• _Problem description_: Look below for the line that contains "Client side ordering", then copy it and each following line exactly, through and including the line that contains "-36,10 +36,20 @@".

• _Source records_:
■ ■ ■ ■ ■

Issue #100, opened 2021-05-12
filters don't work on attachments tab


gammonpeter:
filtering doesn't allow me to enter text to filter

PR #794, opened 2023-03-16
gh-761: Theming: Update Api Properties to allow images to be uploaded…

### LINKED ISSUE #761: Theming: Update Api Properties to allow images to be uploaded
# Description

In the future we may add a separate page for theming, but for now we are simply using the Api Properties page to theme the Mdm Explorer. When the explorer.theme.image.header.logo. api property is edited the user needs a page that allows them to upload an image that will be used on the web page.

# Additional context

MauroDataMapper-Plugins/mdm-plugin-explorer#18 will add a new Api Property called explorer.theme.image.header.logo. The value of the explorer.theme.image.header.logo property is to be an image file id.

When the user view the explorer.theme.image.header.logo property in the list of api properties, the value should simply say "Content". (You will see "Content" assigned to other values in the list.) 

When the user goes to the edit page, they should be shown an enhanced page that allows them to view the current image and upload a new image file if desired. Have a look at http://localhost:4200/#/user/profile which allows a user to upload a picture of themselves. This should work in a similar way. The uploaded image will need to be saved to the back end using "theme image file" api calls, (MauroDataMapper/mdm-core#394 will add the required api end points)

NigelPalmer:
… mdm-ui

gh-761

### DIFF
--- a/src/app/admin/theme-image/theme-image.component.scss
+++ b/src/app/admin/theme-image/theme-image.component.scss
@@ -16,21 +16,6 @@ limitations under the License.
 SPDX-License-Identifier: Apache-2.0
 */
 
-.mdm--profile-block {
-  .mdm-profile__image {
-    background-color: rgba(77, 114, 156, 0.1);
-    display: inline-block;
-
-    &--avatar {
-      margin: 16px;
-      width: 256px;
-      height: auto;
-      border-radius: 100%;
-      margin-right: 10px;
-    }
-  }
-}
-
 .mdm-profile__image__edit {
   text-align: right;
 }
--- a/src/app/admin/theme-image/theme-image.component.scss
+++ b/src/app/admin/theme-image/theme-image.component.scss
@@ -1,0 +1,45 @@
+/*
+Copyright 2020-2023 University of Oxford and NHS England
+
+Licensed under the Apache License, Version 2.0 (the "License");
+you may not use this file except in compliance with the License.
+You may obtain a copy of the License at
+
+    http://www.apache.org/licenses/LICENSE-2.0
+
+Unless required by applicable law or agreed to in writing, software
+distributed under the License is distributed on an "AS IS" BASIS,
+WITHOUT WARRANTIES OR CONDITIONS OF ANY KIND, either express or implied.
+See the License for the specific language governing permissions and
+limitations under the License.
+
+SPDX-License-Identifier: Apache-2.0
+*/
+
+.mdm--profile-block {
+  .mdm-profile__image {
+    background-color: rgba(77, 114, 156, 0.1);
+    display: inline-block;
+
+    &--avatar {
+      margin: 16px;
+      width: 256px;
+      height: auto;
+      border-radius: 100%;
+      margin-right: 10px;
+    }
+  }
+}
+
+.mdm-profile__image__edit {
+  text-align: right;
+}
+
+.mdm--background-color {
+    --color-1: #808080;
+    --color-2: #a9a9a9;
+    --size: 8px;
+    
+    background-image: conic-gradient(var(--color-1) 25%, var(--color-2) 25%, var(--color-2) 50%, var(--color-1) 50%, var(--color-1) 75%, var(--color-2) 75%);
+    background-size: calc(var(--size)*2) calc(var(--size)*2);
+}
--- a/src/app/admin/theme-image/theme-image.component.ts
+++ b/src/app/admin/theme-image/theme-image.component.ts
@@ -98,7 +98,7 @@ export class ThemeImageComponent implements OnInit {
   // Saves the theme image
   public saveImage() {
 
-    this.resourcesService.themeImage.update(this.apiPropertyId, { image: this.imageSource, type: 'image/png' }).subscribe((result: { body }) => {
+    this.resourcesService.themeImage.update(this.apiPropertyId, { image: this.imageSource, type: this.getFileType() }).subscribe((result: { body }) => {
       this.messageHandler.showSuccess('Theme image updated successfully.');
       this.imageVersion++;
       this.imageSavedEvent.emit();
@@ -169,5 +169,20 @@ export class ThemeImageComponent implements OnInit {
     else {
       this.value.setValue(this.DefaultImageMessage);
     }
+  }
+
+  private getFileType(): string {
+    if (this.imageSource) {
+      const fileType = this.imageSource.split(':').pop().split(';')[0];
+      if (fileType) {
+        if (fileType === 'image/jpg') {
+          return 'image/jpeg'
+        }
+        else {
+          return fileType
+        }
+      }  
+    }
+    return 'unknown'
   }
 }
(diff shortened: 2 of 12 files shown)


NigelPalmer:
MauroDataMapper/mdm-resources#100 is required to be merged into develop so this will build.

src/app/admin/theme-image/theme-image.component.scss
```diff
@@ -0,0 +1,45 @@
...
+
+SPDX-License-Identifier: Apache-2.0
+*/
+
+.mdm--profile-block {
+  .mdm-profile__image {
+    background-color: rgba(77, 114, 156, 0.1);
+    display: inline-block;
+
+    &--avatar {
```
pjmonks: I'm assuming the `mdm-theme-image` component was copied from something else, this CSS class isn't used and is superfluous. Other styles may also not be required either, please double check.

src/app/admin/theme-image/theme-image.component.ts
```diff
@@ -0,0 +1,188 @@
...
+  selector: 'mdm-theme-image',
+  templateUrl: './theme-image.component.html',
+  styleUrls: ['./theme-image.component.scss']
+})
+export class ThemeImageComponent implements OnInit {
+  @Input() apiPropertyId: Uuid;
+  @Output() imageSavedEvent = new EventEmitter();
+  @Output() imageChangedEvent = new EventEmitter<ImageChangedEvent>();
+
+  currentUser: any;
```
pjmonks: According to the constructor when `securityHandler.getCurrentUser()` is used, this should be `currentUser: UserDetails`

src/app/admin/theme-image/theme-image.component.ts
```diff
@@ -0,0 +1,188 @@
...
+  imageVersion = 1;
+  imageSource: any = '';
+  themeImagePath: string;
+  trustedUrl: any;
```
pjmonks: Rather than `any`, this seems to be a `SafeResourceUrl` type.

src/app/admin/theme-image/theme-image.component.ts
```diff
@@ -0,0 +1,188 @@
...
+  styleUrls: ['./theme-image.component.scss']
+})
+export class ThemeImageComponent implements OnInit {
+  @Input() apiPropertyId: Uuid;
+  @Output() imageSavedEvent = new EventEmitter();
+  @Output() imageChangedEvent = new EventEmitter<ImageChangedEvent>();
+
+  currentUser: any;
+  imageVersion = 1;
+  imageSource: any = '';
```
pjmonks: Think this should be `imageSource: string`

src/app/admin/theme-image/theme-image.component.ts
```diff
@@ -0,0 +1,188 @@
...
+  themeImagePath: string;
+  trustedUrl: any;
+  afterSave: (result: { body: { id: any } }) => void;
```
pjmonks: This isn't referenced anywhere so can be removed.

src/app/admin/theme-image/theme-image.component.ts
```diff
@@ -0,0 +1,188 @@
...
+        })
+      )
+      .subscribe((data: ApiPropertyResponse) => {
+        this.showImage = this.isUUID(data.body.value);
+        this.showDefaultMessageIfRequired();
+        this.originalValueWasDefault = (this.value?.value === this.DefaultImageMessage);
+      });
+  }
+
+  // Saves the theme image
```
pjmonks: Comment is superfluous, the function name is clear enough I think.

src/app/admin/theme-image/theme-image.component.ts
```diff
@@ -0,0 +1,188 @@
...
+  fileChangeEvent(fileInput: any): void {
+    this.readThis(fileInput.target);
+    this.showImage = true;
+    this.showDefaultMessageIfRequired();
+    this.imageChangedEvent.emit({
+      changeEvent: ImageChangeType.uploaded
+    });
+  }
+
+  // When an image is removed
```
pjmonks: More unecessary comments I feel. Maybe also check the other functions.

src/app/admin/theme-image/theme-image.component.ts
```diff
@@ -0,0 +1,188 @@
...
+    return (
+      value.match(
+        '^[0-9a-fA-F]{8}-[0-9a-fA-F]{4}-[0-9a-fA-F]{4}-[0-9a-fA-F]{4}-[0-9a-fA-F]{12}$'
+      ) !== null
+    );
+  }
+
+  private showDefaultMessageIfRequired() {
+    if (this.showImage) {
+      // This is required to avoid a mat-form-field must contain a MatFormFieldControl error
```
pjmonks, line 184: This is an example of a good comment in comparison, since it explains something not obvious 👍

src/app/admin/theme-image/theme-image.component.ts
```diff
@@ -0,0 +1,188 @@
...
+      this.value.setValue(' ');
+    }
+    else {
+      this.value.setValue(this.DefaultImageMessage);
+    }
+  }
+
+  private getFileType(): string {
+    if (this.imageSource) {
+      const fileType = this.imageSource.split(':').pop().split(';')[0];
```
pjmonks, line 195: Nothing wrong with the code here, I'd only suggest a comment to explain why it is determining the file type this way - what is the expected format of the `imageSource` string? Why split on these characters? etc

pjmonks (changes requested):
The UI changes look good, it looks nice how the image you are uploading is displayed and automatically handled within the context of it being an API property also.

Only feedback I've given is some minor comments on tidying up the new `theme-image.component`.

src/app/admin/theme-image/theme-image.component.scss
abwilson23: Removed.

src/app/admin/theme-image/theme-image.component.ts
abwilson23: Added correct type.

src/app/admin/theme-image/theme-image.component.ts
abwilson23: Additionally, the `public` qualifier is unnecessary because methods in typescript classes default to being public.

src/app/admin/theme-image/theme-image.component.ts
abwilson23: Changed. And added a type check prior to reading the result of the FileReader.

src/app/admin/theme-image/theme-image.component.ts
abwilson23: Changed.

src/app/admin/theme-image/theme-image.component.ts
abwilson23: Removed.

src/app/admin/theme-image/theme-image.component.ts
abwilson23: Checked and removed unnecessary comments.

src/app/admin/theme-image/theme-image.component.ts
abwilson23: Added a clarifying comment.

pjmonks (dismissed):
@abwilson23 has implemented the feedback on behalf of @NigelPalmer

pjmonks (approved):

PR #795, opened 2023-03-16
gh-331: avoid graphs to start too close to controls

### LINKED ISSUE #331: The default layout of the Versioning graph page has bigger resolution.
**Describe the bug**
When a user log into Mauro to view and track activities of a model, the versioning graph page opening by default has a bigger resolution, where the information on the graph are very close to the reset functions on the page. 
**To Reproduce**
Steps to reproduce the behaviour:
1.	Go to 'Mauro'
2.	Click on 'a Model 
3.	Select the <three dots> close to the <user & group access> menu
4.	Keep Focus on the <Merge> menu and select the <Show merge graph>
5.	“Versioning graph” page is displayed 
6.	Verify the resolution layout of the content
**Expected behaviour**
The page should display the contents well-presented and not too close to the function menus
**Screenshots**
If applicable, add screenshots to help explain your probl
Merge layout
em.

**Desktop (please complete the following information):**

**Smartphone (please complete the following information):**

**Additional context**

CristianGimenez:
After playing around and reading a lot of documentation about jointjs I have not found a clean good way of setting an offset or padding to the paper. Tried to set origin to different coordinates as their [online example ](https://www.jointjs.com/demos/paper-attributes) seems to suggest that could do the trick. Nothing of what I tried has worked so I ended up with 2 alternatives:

■ ■ ■ ■ ■

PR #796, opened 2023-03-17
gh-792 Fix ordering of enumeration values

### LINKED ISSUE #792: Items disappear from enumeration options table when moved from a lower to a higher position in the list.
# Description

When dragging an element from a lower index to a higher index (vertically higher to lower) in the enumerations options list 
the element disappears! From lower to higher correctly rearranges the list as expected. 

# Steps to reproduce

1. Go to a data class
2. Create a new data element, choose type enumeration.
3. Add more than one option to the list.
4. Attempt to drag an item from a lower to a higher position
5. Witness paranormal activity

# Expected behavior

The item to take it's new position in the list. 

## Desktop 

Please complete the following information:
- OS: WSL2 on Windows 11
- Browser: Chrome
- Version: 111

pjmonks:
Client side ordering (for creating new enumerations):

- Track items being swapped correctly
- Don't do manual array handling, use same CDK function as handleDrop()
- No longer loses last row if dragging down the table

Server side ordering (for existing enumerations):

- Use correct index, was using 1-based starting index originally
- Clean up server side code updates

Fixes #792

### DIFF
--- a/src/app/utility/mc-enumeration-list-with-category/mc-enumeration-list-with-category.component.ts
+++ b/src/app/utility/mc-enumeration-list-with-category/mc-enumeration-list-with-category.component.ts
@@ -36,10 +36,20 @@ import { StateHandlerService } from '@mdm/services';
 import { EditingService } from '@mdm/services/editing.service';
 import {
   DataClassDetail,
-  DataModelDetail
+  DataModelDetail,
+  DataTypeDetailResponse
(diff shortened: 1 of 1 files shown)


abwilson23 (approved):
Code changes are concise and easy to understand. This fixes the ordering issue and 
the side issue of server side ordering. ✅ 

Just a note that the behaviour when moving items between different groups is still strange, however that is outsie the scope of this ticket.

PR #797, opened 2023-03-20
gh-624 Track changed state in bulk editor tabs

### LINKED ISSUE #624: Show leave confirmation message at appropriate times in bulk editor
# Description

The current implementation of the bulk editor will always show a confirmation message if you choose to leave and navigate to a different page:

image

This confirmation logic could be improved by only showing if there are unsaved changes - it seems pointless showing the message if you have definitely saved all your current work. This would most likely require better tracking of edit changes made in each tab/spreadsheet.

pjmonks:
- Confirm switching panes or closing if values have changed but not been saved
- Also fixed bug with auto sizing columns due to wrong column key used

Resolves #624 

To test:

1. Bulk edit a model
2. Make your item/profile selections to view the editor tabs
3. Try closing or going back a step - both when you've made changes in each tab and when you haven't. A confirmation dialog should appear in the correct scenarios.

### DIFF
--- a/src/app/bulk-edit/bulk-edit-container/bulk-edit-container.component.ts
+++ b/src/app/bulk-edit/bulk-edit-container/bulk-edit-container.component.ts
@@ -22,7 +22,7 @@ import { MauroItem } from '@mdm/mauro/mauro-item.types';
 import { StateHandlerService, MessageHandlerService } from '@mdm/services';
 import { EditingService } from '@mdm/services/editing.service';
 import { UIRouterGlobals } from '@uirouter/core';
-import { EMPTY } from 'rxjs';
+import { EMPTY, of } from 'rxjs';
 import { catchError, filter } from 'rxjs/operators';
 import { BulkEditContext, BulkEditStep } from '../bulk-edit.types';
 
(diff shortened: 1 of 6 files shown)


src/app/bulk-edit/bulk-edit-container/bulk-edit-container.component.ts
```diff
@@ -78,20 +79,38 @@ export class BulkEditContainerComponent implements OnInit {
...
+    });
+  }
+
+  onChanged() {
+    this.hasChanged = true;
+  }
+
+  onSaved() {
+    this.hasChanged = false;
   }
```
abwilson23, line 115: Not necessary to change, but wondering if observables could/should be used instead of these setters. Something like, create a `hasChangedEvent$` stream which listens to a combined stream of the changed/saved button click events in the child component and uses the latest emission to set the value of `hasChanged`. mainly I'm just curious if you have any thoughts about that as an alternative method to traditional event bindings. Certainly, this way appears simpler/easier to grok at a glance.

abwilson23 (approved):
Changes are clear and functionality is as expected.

■ ■ ■ ■ ■

• _Task answer_:
Client side ordering (for creating new enumerations):

- Track items being swapped correctly
- Don't do manual array handling, use same CDK function as handleDrop()
- No longer loses last row if dragging down the table

Server side ordering (for existing enumerations):

- Use correct index, was using 1-based starting index originally
- Clean up server side code updates

Fixes #792

### DIFF
--- a/src/app/utility/mc-enumeration-list-with-category/mc-enumeration-list-with-category.component.ts
+++ b/src/app/utility/mc-enumeration-list-with-category/mc-enumeration-list-with-category.component.ts
@@ -36,10 +36,20 @@ import { StateHandlerService } from '@mdm/services';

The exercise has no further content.